Seq Scan on orders o  (cost=0.00..98456.00 rows=1245000)
  Filter: (order_date >= '2024-01-01' AND order_date <= '2024-12-31')
  Rows Removed by Filter: 3755000
Hash Join  (cost=98456.00..245678.00 rows=3200000)
Sort  (cost=312456.00..312460.00 rows=8500)
  Sort Method: external merge  Disk: 4096kB

Issues identified:

•Sequential scan on orders — no index on order_date
•Implicit join syntax hides join order from optimizer
•Sort spilling to disk due to insufficient work_mem

Optimized query:

sql

-- Step 1: Create index (one-time)
CREATE INDEX idx_orders_date ON orders (order_date)
    INCLUDE (order_id);

-- Step 2: Rewrite with explicit joins and date index hint
SELECT
    p.product_name,
    SUM(oi.quantity * oi.unit_price) AS revenue
FROM orders o
JOIN order_items oi ON o.order_id = oi.order_id
JOIN products p ON oi.product_id = p.product_id
WHERE o.order_date BETWEEN '2024-01-01' AND '2024-12-31'
GROUP BY p.product_name
ORDER BY revenue DESC;

-- After optimization: 0.34 seconds (36x faster)
-- EXPLAIN now shows:
-- Index Scan on idx_orders_date (rows=1245000, actual=1243892)
-- Merge Join (cost reduced by 85%)
-- Sort Method: quicksort  Memory: 512kB

Best Practices

•Always use explicit JOIN syntax instead of comma-separated implicit joins — it makes intent clear and prevents accidental cross joins.
•Alias every table and every computed column for readability and to avoid ambiguity in complex queries.
•Use CTEs to break complex queries into named, logical steps rather than deeply nesting subqueries.
•Filter early: place WHERE conditions on the driving table to reduce the dataset before joins amplify row counts.
•Prefer COUNT(DISTINCT col) over COUNT(*) on joined tables to avoid inflated counts from one-to-many relationships.
•Always test generated queries against the actual schema before presenting them as final — column names and types in natural language descriptions often differ from the real DDL.

Edge Cases

•Ambiguous column names.
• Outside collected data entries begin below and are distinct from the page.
PR #37370, opened 2026-08-18
test(ui): raise vitest test and hook timeouts for CI headroom

yuneng-berri:
## TLDR

Problem this solves:

- UI unit suite is red on staging, blocking dashboard PRs
- Slowest tests exceed the 30s limit on CI hardware
- CI runner is roughly 3x slower per core than local
- One helper queried the DOM without retrying

How it solves it:

- Raise vitest testTimeout from 30s to 60s
- Set hookTimeout to 30s so setup gets the same headroom
- Make the agent form panel helper retry like its siblings

## User Flow

Before: anyone opening a dashboard PR gets a red UI Unit Tests check they did not cause

1. They open a PR touching any file under `ui/litellm-dashboard`
2. The UI Unit Tests check runs and reports a failure in `TeamInfo.test.tsx`, "should show a route picked from the dropdown in the field and save it"
3. The message reads "Test timed out in 30000ms" even though the test passes when run on its own
4. They spend time investigating a failure that belongs to the branch they started from, then merge past a red check or wait for someone else to fix it

After: the same PR gets a green check, and a genuine failure is the only thing that turns it red

1. They open a PR touching any file under `ui/litellm-dashboard`
2. The UI Unit Tests check runs and the slow cases complete in the time they actually need
3. The check reports green, so a red result now means the PR really did break something

## Pre-Submission checklist

## Screenshots / Proof of Fix

This change only alters test timing, so the evidence is the UI Unit Tests job rather than a proxy call. Before is the full suite on `litellm_internal_staging`, which is where the failures live. After is this PR's own run

#### The three failing cases on staging

1. The most recent completed full-suite run on staging, run 32190331674

```
FAIL src/components/team/TeamInfo.test.tsx > TeamInfoView > allowed pass through routes > should show a route picked from the dropdown in the field and save it
  Error: Test timed out in 30000ms.
FAIL src/app/(dashboard)/agents/_components/add_agent_form.integration.test.tsx > AddAgentForm submit payload > sends every a2a field the user filled across all collapsible panels
  Error: Test timed out in 30000ms.
FAIL src/app/(dashboard)/agents/_components/add_agent_form.integration.test.tsx > AddAgentForm submit payload > keeps a value typed into a panel the user collapsed again
  TestingLibraryElementError: Unable to find an accessible element with the role "button" and name `/Cost Configuration/`
 Test Files  2 failed | 719 passed (721)
```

When multiple tables have a column with the same name (e.g., id, name, status), always qualify with the table alias. Prompt the user for clarification if the natural language request is genuinely ambiguous.
•NULL handling in aggregations. SUM, AVG, and COUNT(col) silently ignore NULLs. When NULLs are meaningful (e.g., "no sale"), use COALESCE(col, 0) before aggregating and note the assumption.
•Division by zero in calculated metrics. Wrap denominators with NULLIF(denominator, 0) to return NULL instead of an error, then handle the NULL in the presentation layer.
•Date/time zone mismatches. When filtering by date on a timestamp column, be explicit about boundaries: use >= '2024-01-01' AND < '2025-01-01' instead of BETWEEN, which includes the end boundary's midnight.
•Very large result sets. Always include LIMIT in exploratory queries. For production queries, add pagination with OFFSET/FETCH or keyset pagination for better performance on deep pages.